In the rapidly evolving landscape of energy systems, a groundbreaking approach to multi-energy trading has emerged, promising to reshape how small-scale energy systems interact and optimize their operations. Researchers, led by Jingwei Hu from the College of Information Science and Engineering at Northeastern University in Shenyang, China, have introduced an aggregative game approach to facilitate two-way multi-energy trading among “Weenergies” (WEs)—small-scale energy systems within the energy internet.
Traditional energy trading models in smart grids often rely on microgrids, but the energy internet introduces a more decentralized paradigm with WEs. The challenge, however, lies in the physical constraints of energy transmission. “Most previous works ignored the fact that energy trading isn’t like ordering a package online; energy must travel through a fixed physical topology,” explains Hu. “This oversight increases scheduling complexity and transmission costs.”
To address this, Hu and his team proposed an aggregative game framework that allows WEs to engage in two-way multi-energy trading while considering the physical constraints of energy transmission. The game-theoretic approach ensures that each WE only needs to communicate with its neighbors, reducing communication burden and enhancing information security. “This distributed process is not only efficient but also secure, as it minimizes the need for centralized data exchange,” Hu notes.
The researchers also developed a multi-energy transmission optimization model to determine the most cost-effective transmission paths for energy. This model is crucial for minimizing transmission costs and improving overall system efficiency. To further enhance reliability, they designed a receding horizon control algorithm that accounts for the real-time fluctuations of renewable energy sources and load demands.

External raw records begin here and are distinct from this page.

PR #1392, opened 2019-11-25
Add schema to event

DPGrev:
After discussing in https://github.com/zendesk/maxwell/pull/1388 this would be a good first step to also support a format that contains schema. 

This is also useful for debugging.


DPGrev:
Hi @osheroff,

For us this use case has come up again. Was there a reason why that PR was not reviewed? I.e do we think it is a useful future to have the option to add the schema to the message?

If so, I would be willing to revisit this issue.

osheroff:
sorry, i have no idea why this dropped off.  Fix the merge conflicts and we can start looking.  I think there will be work to do to ensure that the schema types are reasonably consistent.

The effectiveness of this approach was validated through simulations involving five connected WEs, demonstrating its potential to handle complex multi-energy trading scenarios efficiently. The findings were published in the Chinese Society for Electrical Engineering’s Journal of Power and Energy Systems, a leading publication in the field.

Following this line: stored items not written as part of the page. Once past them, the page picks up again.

PR #1888, opened 2026-04-23
Fixes rendering cropped text. Partially fixes regression in gumps.

kamronbatman:
## Summary

Fixes blank `CroppedText` labels whose string exceeds `maxWidth` (e.g. long
property names in ModernUO's `[props` gump — `LongTermMurderExpiration`,
`AllianceMessageHue`, `AutoRenewInsurance` rendered as empty space). The EA
client renders the same server packets correctly; repro is any server gump
with a `{ croppedtext ... }` element whose text is longer than its column.

Two distinct defects are fixed. A third change rewrites the non-atlas gump
queue to eliminate per-frame closure allocations uncovered during the
investigation.

### Bug 1: atlas renderer draws from `_info.Data`, but `_info` wasn't carrying the cropped/ellipsis text

Commit 119108d3 ("replace per-string text textures with shared glyph atlas")
moved drawing from a per-string `Texture2D` to per-glyph quads pulled from a
shared atlas. `RenderedText.DrawGlyphs` iterates `_info.Data` (a
`MultilinesFontInfo` populated by `GetInfoUnicode` / `GetInfoASCII`) and places
a quad for each character.

Before that commit the texture-based path used `GenerateUnicode`, which calls
`GetTextByWidthUnicode` internally when text exceeds `maxWidth` — that helper
reserves space for `"..."`, truncates to fit, and appends the three dots into
the rasterised texture. `_info` was not on the draw path, so nothing noticed
that `_info` didn't carry the cropped string.

After 119108d3, `_info` IS on the draw path, but the `Text` setter still
passes the *full* string to `GetInfoUnicode`. Cropping happens implicitly
inside `GetInfo*` via the `UOFONT_CROPPED` branch — and that branch doesn't
append an ellipsis.

### Bug 2: `GetInfo*` truncates `Data.Length` to 0 for single-word overflow

Deeper in `GetInfoUnicode` / `GetInfoASCII` / `GetInfoHTML`, the wrap/break
handler does:

```csharp
i = lastSpace + 1;
// ...
ptr.Data.Length = ptr.CharCount;
if (isFixed || isCropped) break;
```

The local `charCount` counter is only rolled up into `ptr.CharCount` at space
characters. For a text with no whitespace (property names, usernames, a lot of
UO labels) `ptr.CharCount` is still `0` when we hit the overflow. Setting
`Data.Length = 0` drops every character that was pushed into `ptr.Data` during
the loop.

The pre-atlas renderer didn't care because it drew from a texture built out of
the final cropped string via `GeneratePixelsUnicode`, not from `_info.Data`.
The atlas renderer iterates `_info.Data` and ends up with an empty loop → the
label renders blank.

Both defects compound: even if Bug 2 were fixed in isolation, the label would
render its truncated content without the `"..."` marker.

### 1. Pre-crop in `RenderedText.Text` setter (visible fix)

`src/ClassicUO.Client/Game/GameObjects/RenderedText.cs`

When `FontStyle.Cropped` is set and `MaxWidth > 0`, pre-compute the cropped
string via the existing `GetTextByWidthUnicode` / `GetTextByWidthASCII` helper
and hand that to `GetInfoUnicode` / `GetInfoASCII`. Restores the pre-atlas
invariant that the layout info carries exactly what will be drawn, including
the `"..."` ellipsis. Short text that doesn't need cropping takes the cheap
`realWidth > MaxWidth` check and skips the extra work.

### 2. Commit pending chars before `Data.Length = CharCount` in `GetInfo*`

`src/ClassicUO.Assets/FontsLoader.cs` — three call sites (`GetInfoUnicode`,
`GetInfoASCII`, `GetInfoHTML`)

Defence-in-depth for Bug 2. When the overflow handler takes the
non-wrap-to-next-line branch with `isCropped && !isFixed`, roll
`readWidth`/`charCount` into `ptr.Width`/`ptr.CharCount` before the
`Data.Length = CharCount` truncation. Without this, any future caller that
sets `FontStyle.Cropped` without pre-cropping would hit the same blank-label
symptom. Two lines per site:

```csharp
else if (isCropped)
{
    ptr.Width += readWidth;
    ptr.CharCount += charCount;
}
```

### 3. Replace closure queue in `RenderLists` with typed struct commands

`src/ClassicUO.Client/Game/Scenes/RenderLists.cs`,
`src/ClassicUO.Client/Game/UI/Controls/CroppedText.cs`,
`src/ClassicUO.Client/Game/UI/Controls/Label.cs`,
`src/ClassicUO.Client/Game/UI/Controls/Button.cs`

Orthogonal to the render-correctness fix but came out of the same
investigation. `AddGumpNoAtlas` previously took a
`Func<UltimaBatcher2D, bool>`; every non-atlas draw allocated a closure per
frame. The existing code had a candid self-assessment in the file:

> This is an intermediate, crappy solution. Rewriting gump rendering would be
> way too much at this point.

This PR adds a tagged-union `NoAtlasGumpCommand` struct (either a
`RenderedText`-based draw or a `Func<>` fallback for compound ops like
clipping / nested render lists) and rewrites `AddGumpNoAtlas` plus
`DrawRenderListNoAtlas` around it. Insertion order is preserved across mixed
entries. The `Func` overload is kept for callers that need arbitrary draws
(`HtmlControl`, `StbTextBox`, `LoginGump` inner textbox, `HoveredLabel`,
`Line`, `ScissorControl`, etc.) — they work unchanged via the fallback path.

Text-drawing controls converted to the struct overload: `CroppedText`,
`Label`, and `Button` captions.

**Allocation impact** (informal): closure path was ~40+ bytes per
`AddGumpNoAtlas` call. For a PropsGump-style layout (~30 `CroppedText`
instances) at 60 FPS that's ~72 KB/s of Gen0 churn from one gump. Struct path
allocates nothing per call once the backing list has grown to capacity.

Draw-time includes an explicit `HasContent` guard so a destroyed/recycled
`RenderedText` (pool recycling via `QueuedPool<RenderedText>`) is skipped
rather than drawn as stale state.

### Before
Before

### After
After

## Tests

New: `tests/ClassicUO.UnitTests/Game/Scenes/RenderListsTests.cs` (10 tests).

- Null-text / null-func guards (both paths no-op cleanly).
- Insertion-order preservation across mixed entries.
- `Clear()` empties the queue.
- Struct constructor field coverage (both text and callback ctors).
- **Allocation-budget regression guard**: after warm-up, 1000
  `AddGumpNoAtlas` calls must allocate less than 1 KB. Fails immediately if
  closures are reintroduced into the queue.

Infrastructure note: `RenderedText.Create` and `UltimaBatcher2D.Draw` both need
graphics init, so the flush path itself isn't exercised directly. The queue /
ordering / allocation-budget behaviour is covered at the boundary. Internal
test accessors (`GumpTextsCount`, `PeekGumpText`) let the tests inspect the
queue without a live graphics device.

Full test suite: 172 pass (162 pre-existing + 10 new).

## Test plan

- [x] `dotnet build` clean (no new warnings).
- [x] `dotnet test` green (172/172).
- [x] `[props` on a PlayerMobile on ModernUO shows every row with both name
      and value, including long cropped names like `LongTermMurderExpiration`
      now rendering as `LongTermMurder...` within the column.
- [x] World rendering untouched — tiles, statics, mobiles all draw normally;
      only the gump-text path was modified.
- [x] Reviewer sanity: other gumps using `CroppedText` (skills, vendor menus,
      party list) render correctly.
- [ ] Reviewer sanity: non-text `AddGumpNoAtlas` callers (`HtmlControl`
      clipping, `HoveredLabel` hover rect, `Line`, scissor controls) behave
      unchanged.

## Related

- Commit 119108d3 (`replace per-string text textures with shared glyph atlas`)
  — the refactor that exposed the cropped-text defect.
- Commit dcd8d3fa (`Refactored the rendering stack`) — earlier refactor that
  introduced the closure-based `_gumpTexts` queue this PR replaces.

### DIFF
--- a/src/ClassicUO.Assets/FontsLoader.cs
+++ b/src/ClassicUO.Assets/FontsLoader.cs
@@ -10,7 +10,6 @@ using System.Globalization;
 using System.IO;
 using System.Runtime.CompilerServices;
 using System.Runtime.InteropServices;
-using System.Threading.Tasks;
 
 namespace ClassicUO.Assets
 {
@@ -539,7 +538,7 @@ namespace ClassicUO.Assets
 
                 if (size > 0)
                 {
-                    sb.Append(str.Substring(0, size));
+                    sb.Append(str.AsSpan(0, size));
                     str = str.Substring(str.Length - strLen, strLen);
 
                     if (GetWidthASCII(font, str) < width)
@@ -946,6 +945,17 @@ namespace ClassicUO.Assets
                             }
 
                             charCount++;
+                            ptr.Width += readWidth;
+                            ptr.CharCount += charCount;
+                        }
+                        else if (isCropped)
+                        {
+                            // Commit the characters accumulated so far. Without this, a
+                            // cropped single-word string (no spaces) would exit with
+                            // CharCount == 0 and the subsequent `Data.Length = CharCount`
+                            // would truncate every processed char out of ptr.Data — the
+                            // glyph-atlas draw path then has nothing to iterate and the
+                            // label renders blank.
                             ptr.Width += readWidth;
                             ptr.CharCount += charCount;
                         }
@@ -1506,6 +1516,17 @@ namespace ClassicUO.Assets
                             }
 
                             charCount++;
+                            ptr.Width += readWidth;
+                            ptr.CharCount += charCount;
+                        }
+                        else if (isCropped)
+                        {
+                            // Commit the characters accumulated so far. Without this, a
+                            // cropped single-word string (no spaces) would exit with
+                            // CharCount == 0 and the subsequent `Data.Length = CharCount`
+                            // would truncate every processed char out of ptr.Data — the
+                            // glyph-atlas draw path then has nothing to iterate and the
+                            // label renders blank.
                             ptr.Width += readWidth;
                             ptr.CharCount += charCount;
                         }
@@ -2289,10 +2310,7 @@ namespace ClassicUO.Assets
             bool isFixed = (flags & UOFONT_FIXED) != 0;
             bool isCropped = (flags & UOFONT_CROPPED) != 0;
 
-            if (len != 0)
-            {
-                ptr.Align = htmlData[0].Align;
-            }
+            ptr.Align = htmlData[0].Align;
 
             for (int i = 0; i < len; i++)
             {
@@ -2414,6 +2432,17 @@ namespace ClassicUO.Assets
                             readWidth += charWidth;
                             ptr.MaxHeight = MAX_HTML_TEXT_HEIGHT;
                             charCount++;
+                            ptr.Width += readWidth;
+                            ptr.CharCount += charCount;
+                        }
+                        else if (isCropped)
+                        {
+                            // Commit the characters accumulated so far. Without this, a
+                            // cropped single-word string (no spaces) would exit with
+                            // CharCount == 0 and the subsequent `Data.Length = CharCount`
+                            // would truncate every processed char out of ptr.Data — the
+                            // glyph-atlas draw path then has nothing to iterate and the
+                            // label renders blank.
                             ptr.Width += readWidth;
                             ptr.CharCount += charCount;
                         }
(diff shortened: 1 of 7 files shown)


kamronbatman:
After this is merged, I have a full-overhaul to handle the performance regressions.

andreakarasho (approved):
LGTM, thank you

The implications of this research are significant for the energy sector. By optimizing energy trading and transmission, this approach can reduce costs, improve system reliability, and enhance the integration of renewable energy sources. “This work lays the foundation for more intelligent and efficient energy systems,” says Hu. “It’s a step towards a more sustainable and resilient energy future.”
As the energy internet continues to evolve, the aggregative game approach could become a cornerstone for decentralized energy trading, shaping the future of energy markets and infrastructure. The research not only addresses current challenges but also paves the way for innovative solutions that will drive the energy sector forward.